PR #115, opened 2025-06-04
Unbound exchange protocol

AK2000:
# Description
Changing exchange to be tightly coupled with mailbox and multiplexer

### Type of Change
- [x] Refactoring (internal implementation changes)

## Pull Request Checklist


academy/exchange/__init__.py
```diff
@@ -211,46 +335,62 @@ def get_handle(
...
+            handle.close(wait_futures=False)
+
+    def _message_handler(self, message: Message) -> None:
+        if isinstance(message, get_args(RequestMessage)):
+            self._handle_request(message)
+        elif isinstance(message, get_args(ResponseMessage)):
+            try:
+                handle = self.bound_handles[message.label]
+            except KeyError:
+                pass
```
gpauloski: Am I correct in understanding that this `KeyError` could happen if a handle is removed before receiving a response message? I'm wondering if we should do something here like log a warning?

academy/exchange/__init__.py
```diff
@@ -107,71 +235,67 @@ def discover(
...
-            BadEntityIdError: if a mailbox for `uid` does not exist.
+            MailboxClosedError: if the mailbox was closed.
+            TimeoutError: if a `timeout` was specified and exceeded.
         """
         ...
 
-    def send(self, uid: EntityId, message: Message) -> None:
-        """Send a message to a mailbox.
+    @abc.abstractmethod
+    def close(self) -> None:
```
gpauloski, line 289: Is there a requirement/suggestion on what order this should be called in subclasses? I noticed most implementations call `super().close()` first so wondering if we should note that in the docstring.

academy/exchange/cloud/client.py
```diff
@@ -1,382 +1,415 @@
...
+    def close(self) -> None:
+        """Close this exchange client."""
+        super().close()
+
+        self._session.close()
+        logger.debug('Closed exchange (%s)', self)
+
+    def status(self, mailbox_id: EntityId) -> MailboxStatus:
+        """Check status of mailbox on exchange."""
+        # TODO: Do we need to create a new endpoint to check status?
```
gpauloski: I think that would be good. Let's open an issue for this and update the TODO to mention the issue number so we don't lose track of it.

academy/exchange/hybrid.py
```diff
@@ -95,8 +91,89 @@ def __init__(
...
+        *,
+        start_listener: bool,
+    ) -> BoundHybridExchangeClient:
+        return BoundHybridExchangeClient(
+            self,
+            mailbox_id=mailbox_id,
+            name=name,
+            handler=handler,
+            start_listener=start_listener,
+            port=None if self._ports is None else next(self._ports),
```
gpauloski, line 112: Was the iterable of ports added for testing reasons?

academy/manager.py
```diff
@@ -128,23 +116,15 @@ def __str__(self) -> str:
...
 
     @property
-    def exchange(self) -> Exchange:
+    def exchange(self) -> BoundExchangeClient:
         """Exchange interface."""
         return self._exchange
 
     @property
-    def mailbox_id(self) -> ClientId:
+    def mailbox_id(self) -> EntityId:
```
gpauloski: I presume this was changed becuase `self._exchange.mailbox_id` returns `EntityID`? Let's keep it as `ClientId` and assert the type in `__init__` when we read it from the exchange.

academy/exchange/hybrid.py
AK2000: I used it for testing, but conceivably you may need it for some other policies (i.e. you want to specify that the direct messaging happens only on a specific port so you can open that port to inbound connections)

academy/exchange/cloud/client.py
AK2000: Created issue #118 and mentioned it in the TODO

**Try it**: Copy each line from the entries above that has the word "None" in it.

**Answer section**:
+    def _message_handler(self, message: Message) -> None:
-    def send(self, uid: EntityId, message: Message) -> None:
+    def close(self) -> None:
+    def close(self) -> None:
+            port=None if self._ports is None else next(self._ports),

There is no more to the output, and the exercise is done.